An ongoing question: restore an aircraft to flying condition or restore it for static display? While it is great to have an aircraft in flying condition, sooner or later the risks outweigh the benefit of having it flying. Sadly, we seem to be losing too many aircraft from flying related accident.
Edit: sorry, didn’t mean to leave out the human cost of these accidents. What I meant was is it worth having these vintage aircraft still flying if the risk to both aircrew and aircraft (and possibly spectator) is too high?
I think one can't ignore the will of people to keep WWII aircraft flying. I can understand the limit of static display, aircraft are born to fly.

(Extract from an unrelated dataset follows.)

PR #1760, opened 2019-02-28
feat: Removing section colours for indepth template

jimhunty:
https://nidigitalsolutions.jira.com/browse/REPLAT-5452.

Warbirds have regularly crashed for as long as I can remember (the early 90's) I remember reading Le Fana de l'Aviation back then, and every month or two months was a noticeable crash or tragedy (I can remember Jeff Ethel death notice in 1997, the last flyable british Mosquito in 1995, and so many others). They are delicate machines from another era, and even with aces veterans pilots, bad things will always happen.
I remember wondering how could so many deadly crashes could still happen with the proverbial "modern technology" - but well it seems warbirds are warbirds, and even pampered with ultra modern tech by their mechanics, they still can do bad things once in flight. There is seemingly no workaround this, even with top notch mechanics, modern technologies, and lots of money thrown at them.

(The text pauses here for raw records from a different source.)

PR #1763, opened 2019-02-28
Feat/Leaders and Secondary one and Four consume publication

nehasri89:
We did not have the ST svg, so we have reused T svg for now which we will update once Matt is back
 
Leaders with Times publication:
screen shot 2019-03-01 at 15 02 01

Leaders with Sunday 
screen shot 2019-03-01 at 15 04 29
Times publication:


packages/section/src/section.js
```diff
@@ -76,6 +80,7 @@ class Section extends Component {
 Section.propTypes = {
   onPress: PropTypes.func,
   onViewed: PropTypes.func,
+  pubName: PropTypes.string.isRequired,
```
jimhunty: Possibly just me, but the shortening here of the field doesn't sit well. In TPA we use `publicationName` so I think we should follow that.

packages/edition-slices/src/slices/leaders/masthead.web.js
```diff
@@ -1,13 +1,23 @@
...
 
-const MastHead = () => (
-  <Image
-    aspectRatio={1435 / 250}
-    style={styles.mastheadStyle}
-    uri="https://www.thetimes.co.uk/d/img/leaders-masthead-d17db00289.png"
-  />
-);
+const MastHead = ({ publicationName }) => {
+  let uri =
```
jimhunty: Times occurs more often than Sunday Times so I would swap these round for a minimal perf benefit.

packages/edition-slices/src/slices/leaders/masthead.js
```diff
@@ -1,14 +1,22 @@
...
 
-const MastHead = () => (
-  <Image
-    resizeMode="contain"
+const MastHead = ({ publicationName }) => {
+  let style = "mastheadStyleST";
+  // eslint-disable-next-line global-require
+  let source = require("../../../assets/st-masthead.png");
+
+  if (publicationName === "TIMES") {
```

One heartbreaking example was France one and only flyable D-520s (among exactly four left by 1980). Veteran pilot Christian Bove in the late 70's fought teeth and nails to have it flying again, and he succeded... only to be killed by that D-520 a sad day of July 1986. At the end of an air show, just to add to the overall trauma.
Bottom line: those heartbreaking accidents robbing us of beloved pilots and wonderful aircraft have always happened.
Maybe that peculiar accident is different, depends from the nature of the initial mistake and what happened afterwards. Maybe the ATC or P-63 initial mistake was small, but, since it was a P-63 with all its limits as a warbird, it became that huge tragedy.
I will say something very stupid, but, starting from the same initial mistake perhaps a Pilatus PC-9 would not have collided with a C-130 Hercules the same way. But they are different aircraft from different times.